PR #118, opened 2022-04-08
Change compression import options on hand models to defaults so they'll load in HTML5

dsnopek:
The hand models had vertex compression (and only vertex compression) turned on, which (for some reason) prevents them from loading in an HTML5 export.

This PR changes the compression import options to their default values (which has Normal, Tangent, Color, TexUV, TexUV2 and Weights selected, but NOT vertex), allowing the hand models to load in HTML5.

_Related to https://github.com/godotengine/godot/issues/59949_


BastiaanOlij:
Funky, thanks for fixing this @dsnopek  :)

Issue #115, opened 2022-04-05
Feature Request: Separate Turning from Direct Movement Function


teddybear082:
There is a control convention where direct or teleport movement is located on the dominant hand along with strafing (which present XR-tools supports) but then the off hand just has snap or smooth turning and can utilize the Y axis up /down for non-movement in-game controls, like quick switching between weapons, or jumping and crouching.  This is fairly trivial to hack with the current tools by copying the direct movement scene and script and scraping out anything related to direct movement but it would be good to officially have its own module so people could mix and match, similar to what has now been done with separating out flight movement from direct movement.

My hacked files are here for turn only: https://drive.google.com/drive/folders/1osoVU7tWHyNJwMDtK8jpxOt9aVN4Rsgb?usp=sharing

Malcolmnixon:
I've got a pull request implementing this change and also added it to https://github.com/Malcolmnixon/godot-xr-tools-demo.

teddybear082:
I think we can close this issue now right?

Malcolmnixon:
I think this one has had enough testing, so yes we can close it.

PR #121, opened 2022-04-20
Added Function_Turn_movement provider

Malcolmnixon:
This pull request extracts the turn logic from Function_Direct_movement and moves it into a Function_Turn_movement provider. The benefits of this are:
 * Simpler and more modular code
 * It's possible to add movement and turning separately
 * Movement can be disabled without disabling turning

The only down-side is that existing code will now have to update the Function_Direct_movement settings, and possibly add a Function_Turn_movement to keep existing player movement behavior.

This pull request implements feature request #115

### DIFF
--- a/addons/godot-xr-tools/VERSIONS.md
+++ b/addons/godot-xr-tools/VERSIONS.md
@@ -5,6 +5,7 @@
 - Moved flight logic from Function_Direct_movement to Function_Flight_movement
 - Added option to disable player sliding on slopes
 - Added support for remote grabbing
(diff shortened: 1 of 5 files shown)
_____
[Exercise] Copy out each line of the entries above that holds "github".

[Task response]
_Related to https://github.com/godotengine/godot/issues/59949_
I've got a pull request implementing this change and also added it to https://github.com/Malcolmnixon/godot-xr-tools-demo.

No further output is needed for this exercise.